5. We have thoughtfully considered the submissions made by the learned Counsel for the petitioner and express our inability to accept the same. Firstly the main appeal of the petitioner is pending consideration of the DRT wherein merits of the controversy are likely to be considered. We are further of the view that once the dispute has been raised before the Debt Recovery Tribunal then the period of limitation has to be examined with reference to the date of availing that remedy and that a fresh period of limitation would not become available under Section 36 of the Act. Moreover, the provisions of Section 13(4) provides for an additional remedy as has been held by Hon'ble the Supreme Court in the case of Transcore v.

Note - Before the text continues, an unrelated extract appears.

PR #1077, opened 2021-07-30
AVX-9873: Add DiffSuppressFunc for old Azure vpc_id in gateway, spoke gateway and transit gateway

mlin-aviatrix:


aviatrix/utils.go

Union of India (2007-1)145 P.L.R. 222 (S.C.) : A.I.R. 2006 S.C. 712. The observations of their Lordships reads as under:
These are some of the factors which the Authorised Officer of the bank/FI has to keep in mind when he gives notice under Section 13(2) of the NPA Act. Hence, equity, exists in the Bank/FI and not in the borrower. Therefore, apart from obligation to repay, the borrower undertakes to keep the margin and the value of the securities hypothecated so that there is no mis-match between the asset-liability in the books of the bank/FI. This obligation is different and distinct from the obligation to repay. It is the former obligation of the borrower which attracts the provisions of NPA Act which seeks to enforce it by measures mentioned in Section 13(4) of NPA Act, which measures are not contemplated by DRT Act and, therefore, it is wrong to say that the two Acts provide parallel remedies as held by the judgment of the High Court in M/s Kalyani Sales Co. As stated, the remedy under DRT Act falls short as compared to NPA Act which refers to acquisition and assignment of the receivables to the asset reconstruction company and which authorizes banks/FIs to take possession or to take over management which is not there in the DRT Act. It is for this reason that NPA Act is treated as an additional remedy (Section 37), which is not inconsistent with the DRT Act.
6. Moreover, the question regarding limitation cannot be gone into in proceedings under Article 226 of the Constitution. It is well settled that the question of limitation is a mixed question of fact and law. It is not possible for us to give a positive conclusion that the debt is barred by time because there may be acknowledgement on the part of the petitioner or it may be a running account which may sound into different results. The DRT is certainly better equipped to decide these questions. We further find that there is no equity in favour of the petitioner. Its account became irregular on 29.8.2000. It is well settled that whoever comes to equity is expected to do equity himself. Therefore, the equitable jurisdiction of this Court under Article 226 of the Constitution would not be available.
7. The Judgment of the Division Bench in the case of Indumati Pattanaik (supra) on which reliance has been placed by the petitioner would not be applicable to the facts of the present case because a perusal of the judgment shows that the secured creditors did not approach the DRT whereas in the present case the remedy provided by the DRT has been availed by the secured creditors by filing OA No. 467 of 2002. We are further of the view that the period of limitation for recovery of debt has to be reckoned from the date the account has become Non Performing Assets (NPA) and not from the initially date of collateral security of landed property or equitable mortgage. It is for this reason that the question of limitation has to be considered necessarily as the question of fact or at best the mixed question of fact and law.
8. For the reasons aforementioned, this petition fails and the same is dismissed.
9. However, it is made clear that any observation made in this order shall not be construed as an expression of opinion on merits of the controversy by the Debt Recovery Tribunal where original application filed by the respondent is pending.